Русское понятие "чума" (как и испанское реste) принадлежит к классической европейской топике и относится к высокому, трагическому ряду (вспомним "Пир во время чумы" Пушкина). Это Божье наказание человечества за нарушение божественного закона. Травестируя европейско-христианскую топику, писатель снижает образ чумы и, лишая его высоких поэтически-трагических коннотаций, включает в гротескно-смеховую стихию. "Недоброе" состояние человечества, его страдания и муки – это не божье наказание, а результат земной заразной болезни, а потому одолимой. Прообраз иного, здорового человека живет в человеке сегодняшнем, но воссоединившемся с природой.

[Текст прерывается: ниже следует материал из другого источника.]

Issue #1798, opened 2019-10-02
return priority with job details in API


Fizz11:
**Description**
job_type priority is not displayed in the UI when viewing job details. this is because priority is not provided with the job details API.

**Reproduction Steps**
Navigate to Processing -> Jobs
Select a job in the list
Note the Priority field is blank

**Expected behavior**
priority field not be blank

emimaesmith:
Closed via #1799

PR #1799, opened 2019-10-02
#1798 - return priority with job details in API

Fizz11:
##### Checklist

- [x] `manage.py test` passes
- [x] tests are included

### Affected app(s)
jobs

### Description of change
added configuration return to job details endpoint

### DIFF
--- a/scale/job/models.py
+++ b/scale/job/models.py
@@ -391,7 +391,12 @@ class JobManager(models.Manager):
                 job.execution = None
         else:
             job.execution = None
-        job.configuration =  convert_config_to_v6_json(job.get_job_configuration()).get_dict()
+
+        configuration = job.get_job_configuration()
+        manifest = SeedManifest(job.job_type.manifest, do_validate=False)
+        configuration.remove_secret_settings(manifest)
+        job.configuration = convert_config_to_v6_json(configuration).get_dict()
+        
         # Attempt to get related recipe
         # Use a localized import to make higher level application dependencies optional
         try:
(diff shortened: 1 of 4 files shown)


scale/job/models.py
```diff
@@ -391,7 +391,7 @@ def get_details(self, job_id):
                 job.execution = None
         else:
             job.execution = None
-
+        job.configuration = job.job_type.configuration
```
JohnPTobe: We should use the get_configuration method to scrub secrets or something similar

scale/job/models.py
```diff
@@ -391,7 +391,7 @@ def get_details(self, job_id):
                 job.execution = None
         else:
             job.execution = None
-        job.configuration = job.job_type.configuration
+        job.configuration =  convert_config_to_v6_json(job.get_job_configuration()).get_dict()
```
JohnPTobe: Sorry, I wasn't clear earlier because I forgot exactly how I did it. You need to scrub the secrets like we're doing in the job type get_details method.

Fizz11: think i got it this time. should be OK as long as we call remove_secret_settings correct?

scale/job/models.py
```diff
@@ -392,6 +392,11 @@ def get_details(self, job_id):
         else:
             job.execution = None
 
+        configuration = job.get_job_configuration()
+        manifest = SeedManifest(job.job_type.manifest, do_validate=False)
```
JohnPTobe: almost there. we should get the manifest for the job type revision, not necessarily the latest one. Probably use the get_job_interface method.

JohnPTobe: Also we should add a test that DB_PASS is removed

Для романов Гарсиа Маркеса, последовательно травестирующего европейскую христианско-религиозную концептуальность на разных ее стадиях, закономерен апокалипсический финал. Как и в романе "Сто лет одиночества", в "Любви во времена холеры" происходит ликвидация действительности, но идеал транспонируется не в небесный "верх", а мыслится как земная гармония, как новая история "полного", "нерасколотого" человека, живущего в Новом Граде, где забудутся даже имена тех, кто жил во времена холеры.
"Превосходство жизни над смертью"
(Заключение)
Знакомство мирового читателя с творчеством Габриэля Гарсиа Маркеса началось с романа "Сто лет одиночества". В конце 1960-х годов он привлек всеобщее внимание и к его автору, и к тому, что было написано им ранее. Затем последовали роман "Осень патриарха", повести "История одной смерти, о которой знали заранее" и "Любовь во времена холеры". Гарсиа Маркес признан крупнейшим художником современности.

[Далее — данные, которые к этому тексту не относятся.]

PR #1807, opened 2019-10-15
1806 - Scale Doesn't Handle Optional Output->Inputs

Fizz11:
##### Checklist

- [x] `manage.py test` passes
- [ ] tests are included

### Affected app(s)
job

### Description of change
when an input is missing, check to see if it was optional in the first place before throwing an exception.

### DIFF
--- a/scale/recipe/definition/node.py
+++ b/scale/recipe/definition/node.py
@@ -9,7 +9,9 @@ from data.data.data import Data
 from data.interface.exceptions import InvalidInterfaceConnection
 from data.interface.interface import Interface
 from recipe.definition.exceptions import InvalidDefinition
-
+from data.data.exceptions import InvalidData
+import logging
+logger = logging.getLogger(__name__)
 
 class NodeDefinition(object):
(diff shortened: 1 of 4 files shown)


Fizz11:
currently creating a new test for this specific case

scale/recipe/definition/node.py
```diff
@@ -80,9 +82,16 @@ def generate_input_data(self, recipe_input_data, node_outputs):
...
         for connection in self.connections.values():
-            connection.add_value_to_data(input_data, recipe_input_data, node_outputs)
+            try:
+                connection.add_value_to_data(input_data, recipe_input_data, node_outputs)
+            except InvalidData as ex:
+                if not connection.output_name in optional_outputs:
+                    logger.warning("output name %s not found in optional_outputs", connection.output_name)
+                    raise
+                else:
+                    logger.info("InvalidData exception occured due to optional output not present. proceeding with job execution.")
```
emimaesmith: Capitalize the `p` or change the `.` to a `;`.

Issue #1808, opened 2019-10-16
Recipe Dependency Checking


emimaesmith:
**Description**
The API is currently validating recipe types that contain sub-recipes of itself.  

**Reproduction Steps**
Steps to reproduce the problem:
1. Create an empty recipe type (Recipe type with no job/recipe/condition nodes)
2. Edit the empty recipe type.
3. Open the Recipe Nodes picker and select the empty recipe
4. Click Validate - Note it succeeds
5. Click Save - Note it succeeds

**Expected behavior**
The validation should fail when the recipe type detects itself as a sub-recipe.

**Screenshots**
![image](https://user-images.githubusercontent.com/29577288/66935626-505b2300-f00a-11e9-90d7-02eca1413ec6.png)

**Version and Environment Details**
 - Scale API: 7.0.1
 - Scale UI: 0.9.0

**Additional context**
I believe the cyclic dependencies are checking both recipe type name and recipe type revision to determine dependency. This check should fail if a sub-recipe of the same recipe type name as the parent is detected. It would also be ideal if the UI would hide the recipe type being edited from the recipe node selection.

PR #1809, opened 2019-10-17
Validate Recipes Don't Contain Sub-recipes of Themselves

emimaesmith:
##### Checklist

- [x] `manage.py test` passes
- [x] tests are included

### Affected app(s)

recipe
### Description of change

Updated the Edit/Validate logic to check for sub-recipes of the same time of the recipe being edited. This validation will drill down into each sub-recipe to ensure we don't have a loop anywhere.
Addresses #1808

### DIFF
--- a/scale/recipe/models.py
+++ b/scale/recipe/models.py
@@ -1458,7 +1458,6 @@ class RecipeTypeManager(models.Manager):
         if not recipe_type_name:
             return warnings
 
-        import pdb; pdb.set_trace()
         # Verify we don't have recursive sub-recipe dependencies - need to go through all sub-recipes
         for node_name in definition.get_topological_order():
             node = definition.graph[node_name]
--- a/scale/recipe/models.py
+++ b/scale/recipe/models.py
@@ -1401,7 +1401,6 @@ class RecipeTypeManager(models.Manager):
         diff = {}
 
         definition = None
-
         try:
             definition = RecipeDefinitionV6(definition=definition_dict, do_validate=True).get_definition()
         except InvalidDefinition as ex:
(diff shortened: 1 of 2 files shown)


scale/recipe/models.py
```diff
@@ -1281,6 +1281,16 @@ def edit_recipe_type_v6(self, recipe_type_id, title=None, description=None, defi
                 recipe_type.definition = convert_recipe_definition_to_v6_json(definition).get_dict()
             else:
                 raise InvalidDefinition('INVALID_DEFINITION', 'This version of the recipe definition is invalid to save')
+
+            # try:
```
gisjedi: Meant to leave this commented out? If so, lets get rid of it.

scale/recipe/models.py
```diff
@@ -1442,6 +1451,37 @@ def validate_recipe_type_v6(self, name, definition_dict):
 
         return RecipeTypeValidation(is_valid, errors, warnings, diff)
 
+    def validate_recursive_subs(self, recipe_type_name, definition, source_recipe_type_name=None):
+        """Validates the sub-recipes to ensure we don'' end up in a recipeception loop
+        :param recipe_type_name: The name of the recipe type we're looking for
+        :type recipe_type_name: String
+        :param definition: The RecipeDefinition we're searching
+        :type definition: RecipeDefinition
```
gisjedi: Should do a full qualified python import so you can click through to definition in IDEs. Like so: https://github.com/ngageoint/scale/blob/master/scale/job/seed/manifest.py#L91

scale/recipe/models.py
```diff
@@ -1442,6 +1451,37 @@ def validate_recipe_type_v6(self, name, definition_dict):
 
         return RecipeTypeValidation(is_valid, errors, warnings, diff)
 
+    def validate_recursive_subs(self, recipe_type_name, definition, source_recipe_type_name=None):
+        """Validates the sub-recipes to ensure we don'' end up in a recipeception loop
```
gisjedi: don'' -> don't

scale/recipe/models.py
emimaesmith: fixed

emimaesmith:
@gisjedi Ready for re-review

Issue #1289, opened 2018-08-23
Parse input file meta-data


dfaller:
Parse meta-data side car files for input files if provided in the output directory in a directory/file name structure that matches input file(s). Only allow the setting of meta-data ONCE on a Scale file (log a warning). 

This replaces the old "parse results" capability in Scale. The current "parse results" capability still needs to remain intact.

Also fix the special `url` meta-data field that Scale sets on a product's or source file's meta-data. Right now the `url` appears to always be set to `null`.

gisjedi:
It wasn't really anymore work to use the sidecar concept and didn't introduce another one-off. Adding data on source files can be done for an `INPUT_FILE` on the interface by writing to `$OUTPUT_DIR/INPUT_FILE.metadata.json`.

PR #1810, opened 2019-10-17
#1289: Parse results / Source Metadata Augmentation

gisjedi:
##### Checklist

- [x] `manage.py test` passes
- [x] tests are included

### Affected app(s)
* job
* storage

### Description of change
Add the ability to capture supplemental metadata to attach to `SOURCE` files. The only reason for this is to support augmentation of metadata associated with files that domain specific jobs can provide - the Scale Ingest doesn't have the smarts for it, nor should it.

We are expanding on the use of the metadata sidecar file for input files. There are some small differences. Since we can't guarantee writable storage within the input location, we must write them to the output directory. Details on the format and location of the metadata json can be found in the documentation here: https://github.com/ngageoint/scale/wiki/Scale-Job-Inputs-and-Outputs#source-input-metadata

The reason we are using the input file name as opposed to the same name as the input file name is because we can easily allow the algorithm developers at build time to know the location, since it is defined on the interface.

_We do not support making input data updates to multiple file inputs. We also limit updates to `SOURCE` file_types._

### DIFF
--- a/scale/source/configuration/source_data_file.py
+++ b/scale/source/configuration/source_data_file.py
@@ -1,8 +1,12 @@
 """Defines the source data file input type contained within job data"""
+import logging
+
 from job.configuration.data.data_file import AbstractDataFileParseSaver
 from source.models import SourceFile
 from storage.models import ScaleFile
 from util.parse import parse_datetime
+
+logger = logging.getLogger(__name__)
 
 
 class SourceDataFileParseSaver(AbstractDataFileParseSaver):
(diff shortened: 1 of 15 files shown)


scale/source/configuration/source_data_file.py
```diff
@@ -36,3 +40,38 @@ def save_parse_results(self, parse_results, input_file_ids):
...
+    def save_parse_results_v6(self, id_to_metadata):
+        """Saves the given parse results to the source file for the given ID. All database changes occur in an atomic
+        transaction.
+
+        :param id_to_metadata: Mapping of IDs to metadata objects/
+        :type id_to_metadata: { int: class:`job.seed.metadata.SeedMetadata` }
+        """
+
+        ids = id_to_metadata.keys()
+        logger.debug('List of IDs to update: {}'.format(ids))
```
emimaesmith: Do we need these debug statements in still?

gisjedi: I left them since they were debug only. They were useful to detect which file ids were matched for updating with metadata.

PR #14, opened 2025-01-24
Turn on feature accessibility input

Niduank:
* Display the "open app" shortcut on text selection
* Display the input view on text selection
* Handle app switching (multi text selection)
* Turned on Endpoint
* Display Input view in GeneratingContent & GeneratedContent (history)
* Resize the ContentView properly when switching apps

⚠️  We should test the local endpoint (code looks fine but I don't have ollama configured)
⚠️  I couldn’t find a way to highlights only code

### DIFF
--- a/macos/Onit/FeatureFlag/FeatureFlagManager.swift
+++ b/macos/Onit/FeatureFlag/FeatureFlagManager.swift
@@ -23,7 +23,7 @@ class FeatureFlagManager: ObservableObject {
     
     @Published private(set) var flags: FeatureFlags = .init()
     
-    struct FeatureFlags {
+    struct FeatureFlags: Codable {
         var accessibility: Bool = false
     }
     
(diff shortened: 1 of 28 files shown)


macos/Onit/FeatureFlag/FeatureFlagManager.swift
```diff
@@ -73,6 +73,10 @@ class FeatureFlagManager: ObservableObject {
         }
         
         flags = newFlags
+        
+        let preferences = Preferences.shared
+        preferences.featureFlags = newFlags
+        Preferences.save(preferences)
```
timlenardo, line 79: Feature flags are getting reset every time I restart the app. It looks like you're saving the overrides here. Can you make sure they're getting loaded each time?

timlenardo (changes requested):
Let's make sure the feature flags are persisted. Otherwise, lgtm!

Issue #21, opened 2025-01-26
Remote Ollama Endpoint


rapatel0:
I typically use ollama on a remote personal GPU server to avoid turning my laptop into a space heater. This works natively in ollama using the `OLLAMA_HOST` environmental variable.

Масштаб события превысил привычные представления, с творчеством Гарсиа Маркеса в нашем сознании утверждался не только он как писатель, но вместе с ним и целый "литературный материк" Латинской Америки, возникший из океана мировой истории. И до Гарсиа Маркеса мы знали великого Пабло, "человека-континента" – Неруду, замечательных прозаиков Мигеля Анхеля Астуриаса, Жоржи Амаду, Алехо Карпентьера. Но нужен был именно Гарсиа Маркес, чтобы окончательно стало ясно, что Латинская Америка из "страны будущего", как ее называл в своей философии истории Гегель, превратилась в реальный фактор всемирной духовной жизни.
Целью Гарсиа Маркеса был "интегрирующий" роман, воссоздающий целостность бытия, не исчерпывающуюся, как он заметил в одном из интервью, "ценой на томаты": "Я стремился создать тотальный роман и думаю, что в Латинской Америке все мы стремимся к тотальному роману, который вмещает все…" – таково романное кредо писателя. На вопрос, представителем какого течения он себя считает, Гарсиа Маркес обычно отвечал, что ему ближе понятие "чудесной реальности" Алехо Карпентьера, избегавшего термина "магический реализм".
Взрыв смеха в творчестве Гарсиа Маркеса стал ответом на эсхатологический настрой западной культуры XX в., способом преодоления "страхов эпохи" и утверждения новых гуманистических перспектив с принципиально иных позиций. Колумбийский критик Хайме Мехиа Дуке в очерке, посвященном "Сто лет одиночества", писал, что эта книга явилась словно для того, чтобы заполнить собой какое-то зияние, пустоту в общей атмосфере жизни, ощущавшиеся уже как нечто невыносимое. Это верное наблюдение указывает на миросозерцательную необходимость для нашего времени карнавального очищения. И особенно важно то, что миросозерцательная основа этой карнавальной "ревизии", устроенной Гарсиа Маркесом, – идеалы обновленного мира.